Volume 12, Number 1—January 2006
Dispatch
Neutralizing Antibodies in Survivors of Sin Nombre and Andes Hantavirus Infection
Abstract
We evaluated titers of homotypic and heterotypic neutralizing antibodies (NAbs) to Andes and Sin Nombre hantaviruses in plasma samples from 20 patients from Chile and the United States. All but 1 patient had high titers of NAb. None of the plasma samples showed high titers against the heterologous virus.
Hantavirus cardiopulmonary syndrome (HCPS), an emergent disease caused by New World hantaviruses, is associated with case-fatality ratios of 30% to 50%. Sin Nombre virus (SNV) and Andes virus are well-characterized hantavirus serotypes responsible for this disease in the southwestern United States and in the south cone of the Americas (Argentina, Brazil, and Chile), respectively (1). Since their recognition in 1993, they have caused hundreds of cases, many of them appearing in seasonal outbreaks. Other types of hantaviruses have been identified in the Americas during the past decade, causing diseases with variable severity. All of them are associated with different rodent hosts of the subfamily Sigmodontinae, family Muridae, and the distribution of each virus parallels that of the host (2).

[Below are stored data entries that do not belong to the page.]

PR #522, opened 2016-03-22
Single result behavior and clang "Jump to definition"

kleintom:
feedback?

Commit 1 jumps to a unique result when a redirect query returns a single result.  It doesn't give an indication bubble the way direct search does (though it could), but it does maintain the query string in both the url and in the query field, so the user can easily edit their query if they change their mind.

Commit 2 uses the commit 1 behavior to reimplement clang's "Jump to definition" menu for a function by making that link a query for the qualname of the function, and then relying on the commit 1 behavior to jump to the func def location when the query returns a single result.  This is based  on Erik's idea at https://bugzilla.mozilla.org/show_bug.cgi?id=986522#c13

The main issue I can see with doing it this way is that I don't see any way to know for sure whether the actual function def location lies in or outside of the source tree (you don't know until you do the search).  If the function def location clang returns is in the source tree and the actual def location is not, then the "Jump to definition" link will just return 0 results, while if the actual def location is in the search tree but the location clang returns is not then the "Jump to definition" menu option won't be shown at all (as currently written).

(The other (minor) issue is that if the def of a function is in the same file as the ref, then "Jump to definition" will reload the page, something the current code doesn't require.)

If this basically looks good let me know and I'll write some tests.


pelmers:
Commit 1 seems to address https://bugzilla.mozilla.org/show_bug.cgi?id=1072920 as well

kleintom:
Sorry for stealing part 1, Peter - I hadn't realized it was already assigned to you.

kleintom:
I went with having a single file result redirect to the file in order to match the core plugin `direct_path` direct search behavior described at https://bugzilla.mozilla.org/show_bug.cgi?id=1202603

erikrose:
> If the function def location clang returns is in the source tree and the actual def location is not, then the "Jump to definition" link will just return 0 results, while if the actual def location is in the search tree but the location clang returns is not then the "Jump to definition" menu option won't be shown at all (as currently written).

In what scenarios would those 2 eventualities occur?

pelmers:
No problem! I was not getting back around to it soon anyway.

dxr/static_unhashed/js/dxr.js
```diff
@@ -155,8 +155,13 @@ $(function() {
             searchUrl += '&case=' + isCaseSensitive;
         }
 
-        queryField.val(decodeURIComponent(fromQuery[1]));
+        queryField.val(decodeURIComponent(fromQuery[1].replace('+', ' ')));
         showBubble('info', viewResultsTxt.replace('{{ url }}', searchUrl));
+    } else {
+        var from_qQuery = /[?&]from_q=([^&]+)/.exec(location.search);
```
erikrose: Now that we render pages dynamically, we no longer need to do this through this fiddly JS regex claptrap. (It was a workaround from the days when we pre-rendered every HTML page and saved them to disk.) Now we can pass a "query=foo" and a "bubble=direct" or "bubble=single" querystring param and adjust the markup in the template.

erikrose: I think we should show a bubble, just to ward off any user surprise. Something along the lines of "There was only 1 search result, so I took you straight there."

dxr/app.py
```diff
@@ -170,6 +170,20 @@ def _search_json(query, tree, query_text, is_case_sensitive, offset, limit, conf
             return jsonify({'redirect': url_for('.browse', _anchor=line, **params)})
     try:
         count_and_results = query.results(offset, limit)
+        # If we're asked to redirect and there's a single result, redirect to the result.
+        if (request.values.get('redirect') == 'true' and
+            count_and_results['result_count'] == 1):
+            _, path, line, _ = next(count_and_results['results'])
+            line = line[0][0] if line else None
```
erikrose: It's worth considering whether it's desirable to redirect the user to a found FILE-domain result, e.g. when they're doing a `path:` search just to find out whether any such files exist. In those cases, they quite possibly aren't concerned with the contents of the file at all, and the slowness of loading a large file might be worse than what we have now. But I can likely be persuaded on this point. What do you think?

dxr/plugins/clang/menus.py
```diff
@@ -201,6 +203,33 @@ def _more_menu_items(self, (qualname,)):
...
+            # query below will return 0 results if the defloc is inside and the
+            # actual def is outside the source tree, and conversely this menu
+            # won't be displayed (even though it should be) if the defloc is
+            # outside and the actual def is inside the source tree.
+            menu = [{'html': "Jump to definition",
+                     'title': "Jump to definition",
+                     'href': url_for('.search', tree=self.tree.name,
+                                     q='+function:"' + self.menu_data[2] + '"',
+                                     redirect='true',
+                                     no_from='true'),
```
erikrose: We're starting to accumulate quite a few special-case querystring params for `search`. Do you see a way we could have fewer? If not, we should document them all in some central place.

dxr/plugins/clang/menus.py
```diff
@@ -201,6 +203,33 @@ def _more_menu_items(self, (qualname,)):
 class FunctionRef(_RefWithDefinition):
     """Ref for function definitions or references"""
 
+    def menu_items(self):
+        """Return a jump-to-definition menu item along with whatever others
+        _more_menu_items() returns.
+
+        """
+        path = self.menu_data[0]
```
erikrose: It doesn't look like `menu_data[0]` is really used here (beyond acting as a boolean), nor is `menu_data[1]`. So that's needlessly inflating the ES indices. There might not be good reason to subclass `_RefWithDefinition` anymore.

dxr/plugins/clang/menus.py
```diff
@@ -201,6 +203,33 @@ def _more_menu_items(self, (qualname,)):
...
+        if path is None:
+            menu = []
+        else:
+            # We get here when the defloc lies inside the source tree, but for
```
erikrose: Note to self: understand this next.

kleintom: > Note to self: understand this next.

I hadn't thought this through far enough, sorry.  There are two cases I was worried about, but now I think the `path is None` check is irrelevant to both of them, which is yet another reason to not derive from `_RefWithDefinition` anymore.

The first case is when you have, for example, a header file with a class that declares a method `C::foo()`.  If the header file is in the tree, and there's a ref in a file in the tree (which includes the header), but the actual implementation of `C::foo` is in a file outside the tree in a compilation unit different from the ref file, then when clang compiles the compilation unit that includes the function ref it will list the declaration in the header as the function def location for `foo` (because the actual implementation location is not in that compilation unit, and so the decl is the best it can do).  So the ref type is in the tree and so we show a context menu and a 'Jump to definition' option for that ref, but in actuality the def is not in the tree and so the query for it returns 0 results.

The other issue is if you have a ref to function `foo()` in the tree, and the implementation file for `foo` is in the tree in a compilation unit different than the ref file, but the header declaring `foo` (which is, for this discussion, the header which the ref in question includes to recognize `foo`), is not in the tree, then I was concerned that you should get a "Jump to definition" menu option because the definition does exist in the tree, but in fact since the header file lies outside the tree you don't get a context menu at all for that ref - its type isn't recognized by dxr.  I guess you could still argue that maybe you should, since the def is actually in the tree (at least maybe for functions if not methods), but I'm okay with not arguing that :-P

So you can get 0 results doing 'Jump to definition' this way (i.e. you can show the 'Jump to definition' option when you shouldn't, and I don't think there's any way around that), but I guess you're not really going to miss any definitions you should have found like I was thinking you could.

dxr/app.py
kleintom: > It's worth considering whether it's desirable to redirect the user to a found FILE-domain result

My first reaction when I considered this point was to not redirect a FILE-domain result.  On the other hand, I think Gijs makes a pretty good argument in https://bugzilla.mozilla.org/show_bug.cgi?id=1202603  At some point it was decided that it was a good idea to redirect to a FILE-domain result on direct search, presumably on the theory that you were searching on a path name.  If you explicitly specify that you're searching for a path name by using a `path:` filter, why should that change?  Also if you don't want the redirect you can just not hit return (though I have to say that behavior was confusing to me pretty much right up to the point where I started reading this code).

dxr/plugins/clang/menus.py
kleintom: > Do you see a way we could have fewer?

If you'd like to start using a 'bubble' param then I think we can at least change my new `from_q` back to the already existing `from`, since using a different bubble for `from_q` and `from` queries was the only reason I introduced the `from_q`.  I'm not sure about getting rid of the `no_from` though...I'll have to think more about that.

dxr/static_unhashed/js/dxr.js
kleintom: > I hate to lay the responsibility of fixing it on you, but I also hate to make it worse.

No problem, I'll work on making the changes.

kleintom:
I did end up removing _RefWithDefinition as a base of FunctionRef, and the upshot of my long discussion last night on `path is None` is: we need path as a bool to tell whether the ref in question is actually a def or if the def is at another location, but the path value doesn't provide any useful info on whether the actual def is in the tree or not, so we ignore it and just search for the def.

I did move the info bubble display stuff into the templates, but I'm not seeing any way to get rid of either the new `from_q` or `no_from`.  If anybody has any ideas though I'd be happy to change things up.  I added some doc on `from`, `from_q`, and `no_from` to `_search_json` since that's where all of those originate - let me know if that's now quite what you had in mind.

I'll work on some tests tomorrow.

dxr/plugins/clang/menus.py
```diff
@@ -198,33 +200,57 @@ def _more_menu_items(self, (qualname,)):
...
+                   (search_for_def, prop['qualname'],
+                    'has_overriddens' in prop, 'has_overrides' in prop),
+                   qualname=prop['qualname'])
+
+    def menu_items(self):
+        search_for_def, qualname = self.menu_data[:2]
+        if search_for_def:
+            menu = [{'html': "Jump to definition",
+                     'title': "Jump to definition",
+                     'href': url_for('.search', tree=self.tree.name,
```
pelmers: IIRC url_for is a big time sink to call repeatedly, we may want to hardcode this particular construction like search_url does.

dxr/plugins/clang/menus.py
```diff
@@ -198,33 +200,57 @@ def _more_menu_items(self, (qualname,)):
...
+                     'icon': 'jump'}]
+        else:
+            menu = []
+        menu.extend(self._more_menu_items())
+        return menu
 
-    def _more_menu_items(self, (qualname, has_overriddens, has_overrides)):
+    def _more_menu_items(self):
+        qualname, has_overriddens, has_overrides = self.menu_data[1:]
+        qualname = quote(qualname)
```
pelmers: 👍

dxr/testing.py
```diff
@@ -143,9 +143,34 @@ def search_response(self, query, is_case_sensitive=True):
...
+                         redirect='true',
+                         no_from='true'),
+            headers={'Accept': 'application/json'})
+        eq_(response.status_code, 200)
+        try:
+            location = json.loads(response.data)['redirect']
+        except KeyError:
+            self.fail("The query didn't return a direct result.")
+        if line:
+            ok_(location == '/code/source/%s#%s' % (path, line))
```
pelmers: We can use eq_ for these

dxr/templates/text_file.html
```diff
@@ -5,6 +5,22 @@
 
   {% set state_eof = True %}
 
+  {% block bubble %}
```
pelmers: I like having the bubble moved to the template

pelmers:
I'm a fan of the new behavior, but I find the distinction between from and from_q is too subtle: there should be just one parameter that has a query string.

Instead we could add a param such as "redirect_type={single, direct}" which reflects the intention more clearly.

Personally, I'd say we don't need to maintain the illusion of direct jump by hiding the bubble and remove no_from as well, since it's not very intrusive.

kleintom:
I rebased and added two new commits: one to replace `from` and `from_q` with a `redirect_type` parameter taking the value 'single' or 'direct', and one to remove the `no_from` parameter.  Thanks for the suggestions Peter!

Originally I was going to fight for `no_from`, but then I noticed something which I guess wasn't that remarkable to me back in March (when we had other similar issues): if you click on "Jump to definition", it loads a page with a redirect query (so that gets put on the history), and then the query runs and you get auto-redirected to the single result.  But then if you click back you go back to the redirect query page ... and the query runs and takes you back to the single result.  Of course you can get out of it by clicking back twice quickly, but instead I decided to just cut off any additional redirects after the initial load of the redirect query (on the initial load I remove the `redirect=true` parameter from the url so subsequent visits to that page don't redirect, but then run the query using the original redirect url).  Now when you go back from the def page you just load a query that returns one result without redirecting.  You still need to hit back again to get back to your original source page, but I don't see any way around that.  Which is why I'm now fine with being upfront about the fact that we're using a query :-)

[The only issue I can see with the `redirect=true` mucking on a page load is that if you type in a redirect query and don't get a redirect result, and then hit the reload button, the `redirect=true` parameter will be removed, but then it wasn't doing any good in that case anyway.  Am I missing anything else?]

pelmers:
Looks good to me!

kleintom:
I should have updated the format number with this, sorry.  I'll try another merge tomorrow if I can figure out how to remerge a reverted merge (there's apparently an issue, which I haven't tested yet, as a consequence of using `git revert -m` like I did - maybe just smash the merge commits together (since they're already in the history individually) and add a format bump?  That's what I'm thinking now; let me know if that's objectionable).

But should we even merge something that needs a format bump right now with all the failing builds?  It's still not clear to me if it's possible to just deploy the builds that are succeeding with a new format number if the others are expected to continue failing for a while?  @klibby?
In any case maybe I'll wait until the js plugin issue has cleared so that I'm not adding something else that might hold up updating m-c.  Thoughts?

No specific treatment for HCPS exists. Ribavirin, the only approved antiviral agent that is effective against hantaviruses in vitro (3), has shown efficacy in treating hemorrhagic fever with renal syndrome, a related disease that is caused by hantaviruses indigenous to the Old World (4). However, technical difficulties prevented a trial that was designed to evaluate the efficacy of ribavirin in treating HCPS from being completed (5).
Some evidence shows that neutralizing antibody (NAb) can affect the course of HCPS. Animal studies have shown that NAb confers passive protection from severe disease by Andes virus. Specifically, passive transfer of serum with high NAb titers from rhesus macaques vaccinated against Andes virus protected 100% of Syrian hamsters from lethal disease, even when administered 4–5 days after challenge with Andes virus (6). In humans, a high NAb titer on hospital admission is correlated with less severe HCPS (7)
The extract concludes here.